- Africa's most brutal dictatorship, Eritrea, continued its wanton arresting expedition by detaining 34 more Christians congregating and praying in a local home in Keren last Wednesday. Keren is the country's third largest city about 200 kilometres northwest of the capital, Asmara.
The government's brutal crackdown on independent protestants span from 2002, whereby churches are closed and private house congregations are banned. Eritrea government only recognises Islam, practiced by half of the population of about 3.6 million, and three others namely Eritrea Orthodox, Catholic and Lutheran churches.
Reports by US-based media 'Compass Direct News' reveal that the "Berhane Hiwet" evangelicals congregation attaked by police comprised of 24 men and 10 women. The married women were transferred to Adi-Abyto Military Confinement the following day. Wednesday's arrests follow the 24 May arrests of 25 Protestant Christians who were later incarcerated by security officials at Wi'a Military Centre.
Members of Pentecostal, Jehovah's Witnesses, independent evangelicals and a group of reformed members of Eritrea's Orthodox have earlier been tortured, harassed and subjected to extreme temperature conditions and no access to family simply for choosing not to follow the four mainstream religions rubberstamped by the regime.
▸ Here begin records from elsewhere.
PR #486, opened 2019-01-16
Add php7.3 in travis tests

magnetik:
Not sure about adding the same `EXTRA_PACKAGES` as the one with php 7.2.
Maybe a comment should be added on why this is necessary.


magnetik:
Why isn't travis building this ? 🤔

alexislefebvre:
Travis CI didn't trigger a build because of an error in the YAML file :wink:

PR #491, opened 2019-02-01
Fix #273: form validation works with sub-requests

### LINKED ISSUE #273: assertValidationErrors issue if using twig {{ render(controller(...)) }}
All the `assertValidationErrors` statements expecting validation errors fail with an empty actual list of validation errors when the page renders another controller with twig `{{ render(controller() }}` tag, even with a dummy controller with empty view.

Tested with Symfony 2.8 and LiipFunctionalTestBundle 1.6.3

AkenRoberts:
Since the validation service is reused (as a "singleton" if you will) throughout the testing process, any validation errors are cleared for each request via the `kernel.request` event.

When an embedded controller is used, a new sub-request is created which will fire off another `kernel.request` event. This clears any form errors _during_ the test, and causes `assertValidationErrors` to fail incorrectly.

By checking if the event is the master request, we can allow embedded controllers.

I'm not sure if this will impact the possible use of forms within a sub-request. I don't know if that's a thing. 🤔

Thank you for the bundle. 😄

### DIFF
--- a/src/Validator/DataCollectingValidator.php
+++ b/src/Validator/DataCollectingValidator.php
@@ -14,6 +14,7 @@ declare(strict_types=1);
 namespace Liip\FunctionalTestBundle\Validator;
 
 use Symfony\Component\EventDispatcher\EventSubscriberInterface;
+use Symfony\Component\HttpKernel\Event\GetResponseEvent;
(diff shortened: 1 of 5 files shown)


alexislefebvre:
See #273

The government's crude actions have received little resistance from the citizenry that seem to have succumbed to the iron rule.
A US government report on "International Religious Freedom" reflects that citizens generally were tolerant of one another in the practice of their religion, with the exception of societal attitudes toward Jehovah's Witnesses and Pentecostal groups. The government requires citizens to perform national service in the military or face incarceration, but it had no programmes for alternative national service that would permit Jehovah's Witnesses and others whose faith precludes military service to satisfy the requirement. Some individuals who viewed failure to perform military service as a sign of disloyalty encouraged harassment of these religious groups and therefore reported their activities to the government.
Eritrea is no stranger to human rights violations. Last year, a report by the Paris-based media rights watchdog, Reporters sans Frontières (RSF) ranked the 48,489 square miles country the worst freedom of the press in 169 countries world-wide. The report had cited the privately-owned press having been banished by authoritarian President Isaias Afeworki. The few journalists who dared to criticise the regime were reportedly sent off to prison camps.
Reports have quoted President Afeworki denying that several jailed Protestants pastors were about to face treason charges. Dr Kifle Gebremeskel and Haile Naizghi and Pastor Tesfatsion Hagos of the Rema Evangelical Church have been detained since May 2004.
'Compact Direct News' reports President Afwerki's denial of the religious persecutions as "false allegations, exaggeration and baseless fabrication."